:: Work request ::
Each line below with the word "running" needs to be copied.
(Extracted information begins)
PR #1478, opened 2023-09-13
refactor: extend Iroh client, improve API consistency

Frando:
## Description

* Extend Iroh client surface
* Split Iroh client struct into node, blobs, docs
* Use Iroh client in CLI (no more raw RPC calls)
* Improve naming consistency throughout the RPC interface
* Use `iroh_net::NodeAddr` in ticket and get commands
* Improve arguments of `BlobGetRequest`

## Change checklist

- [x] Self-review.
- [x] Tests if relevant.

### DIFF
--- a/iroh-net/src/magic_endpoint.rs
+++ b/iroh-net/src/magic_endpoint.rs
@@ -31,7 +31,11 @@ pub struct NodeAddr {
 
 impl NodeAddr {
     /// Create a new [`NodeAddr`] from its parts.
-    pub fn from_parts(node_id: PublicKey, derp_region: Option<u16>, endpoints: Vec<SocketAddr>) -> Self {
+    pub fn from_parts(
+        node_id: PublicKey,
+        derp_region: Option<u16>,
+        endpoints: Vec<SocketAddr>,
+    ) -> Self {
         Self {
             node_id,
             derp_region,
--- a/iroh-net/src/magic_endpoint.rs
+++ b/iroh-net/src/magic_endpoint.rs
@@ -31,7 +31,7 @@ pub struct NodeAddr {
 
 impl NodeAddr {
     /// Create a new [`NodeAddr`] from its parts.
-    pub fn new(node_id: PublicKey, derp_region: Option<u16>, endpoints: Vec<SocketAddr>) -> Self {
+    pub fn from_parts(node_id: PublicKey, derp_region: Option<u16>, endpoints: Vec<SocketAddr>) -> Self {
         Self {
             node_id,
             derp_region,
@@ -311,7 +311,7 @@ impl MagicEndpoint {
         let addrs = self.local_endpoints().await?;
         let derp = self.my_derp().await;
         let addrs = addrs.into_iter().map(|x| x.addr).collect();
-        Ok(NodeAddr::new(self.peer_id(), derp, addrs))
+        Ok(NodeAddr::from_parts(self.peer_id(), derp, addrs))
     }
 
     /// Get information on all the nodes we have connection information about.
--- a/iroh-net/src/magic_endpoint.rs
+++ b/iroh-net/src/magic_endpoint.rs
@@ -4,6 +4,7 @@ use std::{net::SocketAddr, sync::Arc, time::Duration};
 
 use anyhow::{anyhow, ensure, Context, Result};
 use quinn_proto::VarInt;
+use serde::{Deserialize, Serialize};
 use tracing::{debug, trace};
 
 use crate::{
@@ -18,7 +19,7 @@ use crate::{
 pub use super::magicsock::EndpointInfo as ConnectionInfo;
 
 /// Address information for a node.
-#[derive(Debug)]
+#[derive(Debug, Clone, Serialize, Deserialize, PartialEq, Eq)]
 pub struct NodeAddr {
     /// The node's public key.
     pub node_id: PublicKey,
@@ -26,6 +27,17 @@ pub struct NodeAddr {
     pub derp_region: Option<u16>,
     /// Socket addresses where this node might be reached directly.
     pub endpoints: Vec<SocketAddr>,
+}
+
+impl NodeAddr {
+    /// Create a new [`NodeAddr`] from its parts.
+    pub fn new(node_id: PublicKey, derp_region: Option<u16>, endpoints: Vec<SocketAddr>) -> Self {
+        Self {
+            node_id,
+            derp_region,
+            endpoints,
+        }
+    }
 }
 
 /// Builder for [MagicEndpoint]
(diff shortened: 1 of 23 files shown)


iroh-net/src/magic_endpoint.rs
```diff
@@ -28,6 +29,17 @@ pub struct NodeAddr {
     pub endpoints: Vec<SocketAddr>,
 }
 
+impl NodeAddr {
+    /// Create a new [`NodeAddr`] from its parts.
+    pub fn new(node_id: PublicKey, derp_region: Option<u16>, endpoints: Vec<SocketAddr>) -> Self {
```
dignifiedquire, line 34: maybe call this `from_parts`? given the description 😅

iroh/src/client.rs
```diff
@@ -44,9 +56,71 @@ where
...
+pub struct DocsClient<C> {
+    rpc: RpcClient<ProviderService, C>,
+}
+
+impl<C> DocsClient<C>
+where
+    C: ServiceConnection<ProviderService>,
+{
     /// Create a new document author.
     pub async fn create_author(&self) -> Result<AuthorId> {
```
dignifiedquire, line 125: I wonder if we want to add another layer (or potentially to the top layer)

- `iroh.docs.authors.new()` or 
- `iroh.authors.new()`

iroh/src/client.rs
```diff
@@ -60,7 +134,7 @@ where
     }
 
     /// Create a new document.
-    pub async fn create_doc(&self) -> Result<Doc<C>> {
+    pub async fn create(&self) -> Result<Doc<C>> {
```
dignifiedquire, line 137: didn't we settle on `new` for creation at some point? cc @b5

iroh/src/client.rs
```diff
@@ -80,21 +154,21 @@ where
...
-    pub async fn list_docs(&self) -> Result<impl Stream<Item = Result<NamespaceId>>> {
+    pub async fn list(&self) -> Result<impl Stream<Item = Result<NamespaceId>>> {
         let stream = self.rpc.server_streaming(DocListRequest {}).await?;
         Ok(flatten(stream).map_ok(|res| res.id))
     }
 
     /// Get a [`Doc`] client for a single document. Return an error if the document cannot be found.
-    pub async fn get_doc(&self, id: NamespaceId) -> Result<Doc<C>> {
-        match self.try_get_doc(id).await? {
+    pub async fn get(&self, id: NamespaceId) -> Result<Doc<C>> {
```
dignifiedquire, line 163: This is a very odd method. The rust convention if there is a `try_foo` and `foo` is to panic if the thing is missing, so I think we should only have `get` and it should return `Result<Option>`

iroh/src/client.rs
```diff
@@ -104,37 +178,99 @@ where
...
+#[derive(Debug, Clone)]
+pub struct BlobsClient<C> {
+    rpc: RpcClient<ProviderService, C>,
+}
+
+impl<C> BlobsClient<C>
+where
+    C: ServiceConnection<ProviderService>,
+{
+    /// Read a single blob as a streaming [`BlobReader`].
```
dignifiedquire, line 193: I would describe this just as as `Stream the contents of a blob` or sth like that. The `BlobReader` is not really important, as it is just the type for the stream.

iroh/src/client.rs
```diff
@@ -104,37 +178,99 @@ where
...
+    /// Read all bytes of single blob.
     ///
-    /// Note: This reads the full blob into memory.
-    pub async fn get_bytes(&self, hash: Hash) -> Result<Bytes> {
-        let mut stream = self.get_bytes_stream(hash).await?;
-        stream.read_to_end().await
+    /// This allocates a buffer for the full blob. Use only if you know that the blob you're
+    /// reading is small. If not sure, use [`Self::read`] and check the size with
+    /// [`BlobReader::size`] before calling [`BlobReader::read_to_end`].
+    pub async fn read_to_end(&self, hash: Hash) -> Result<Bytes> {
```
dignifiedquire, line 203: Maybe `read_to_bytes` matching the `read_to_vec` convention I have seen used before?

iroh/src/client.rs
```diff
@@ -104,37 +178,99 @@ where
...
     }
 
-    /// Get statistics of the running node.
-    pub async fn stats(&self) -> Result<HashMap<String, CounterStats>> {
-        let res = self.rpc.rpc(StatsGetRequest {}).await??;
-        Ok(res.stats)
+    /// Validate hashes on the running node.
+    ///
+    /// If `repair` is true, repair the store by removing invalid data.
+    pub async fn validate(
```
dignifiedquire, line 231: shouldn't this be on the `node` part of things?

iroh/src/client.rs
```diff
@@ -104,37 +178,99 @@ where
...
 
-    /// Get information about the different connections we have made
-    pub async fn connections(&self) -> Result<impl Stream<Item = Result<ConnectionInfo>>> {
-        let stream = self.rpc.server_streaming(ConnectionsRequest {}).await?;
-        Ok(flatten(stream).map_ok(|res| res.conn_info))
+    /// Download a blob from another node and add it to the local database.
+    pub async fn get(
+        &self,
+        req: BlobGetRequest,
+    ) -> Result<impl Stream<Item = Result<GetProgress>>> {
```
dignifiedquire, line 246: If I was using this api, I would expect the result here to be the same as `.read()` tbh

iroh/src/commands.rs
```diff
@@ -332,53 +327,49 @@ pub enum NodeCommands {
...
                     );
                 }
             }
             Self::Status => {
-                let response = client.rpc(StatusRequest).await?;
-
+                let response = iroh.node.status().await?;
                 println!("Listening addresses: {:#?}", response.listen_addrs);
-                println!("PeerID: {}", response.peer_id);
+                println!("Node public key: {}", response.peer_id);
```
dignifiedquire, line 358: `peer_id` -> `node_id` I think

iroh/src/dial.rs
```diff
@@ -116,9 +106,9 @@ impl Ticket {
         self.hash
     }
 
-    /// The [`PublicKey`] of the provider for this ticket.
-    pub fn peer(&self) -> PublicKey {
-        self.peer
+    /// The [`NodeAddr`] of the provider for this ticket.
+    pub fn peer(&self) -> &NodeAddr {
```
dignifiedquire, line 110: should be called `node_addr()`

iroh/src/client.rs
Frando: We did for the CLI, yes. I'm happy to change here too, but wondering: Doesn't `new` here violate Rust naming conventions, as it's not a constructor but a method taking `&self`?

iroh/src/client.rs
Frando: What about `download`?

iroh/src/client.rs
Frando: My reasoning for a method that returns just `Result<Doc>` is that I would think that in the vast majority of cases you have a document ID and not found equals error, so skipping the `ok_or_else` or `context` call makes application code nicer to read.

No nice naming scheme comes to mind, so I changed it for now to always return `Result<Option<Doc>>`.

iroh/src/client.rs
Frando: Not sure - it deals with blobs only. No strong opinion.

iroh/src/client.rs
Frando: Changed it to `iroh.authors.create` for now.

iroh/src/client.rs
Frando: Changed it to download in a recent commit. Reads nice IMO.

iroh/src/client.rs
dignifiedquire: I‘d rather be consistent, and use new tbh, what do others think?

dignifiedquire (approved):
this is overall an improvement in either case, so lets merge this and settle any other changes to the API in a new issue/PR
(Extracted information ends)
:: Answer section ::
-    /// Get statistics of the running node.
+    /// Validate hashes on the running node.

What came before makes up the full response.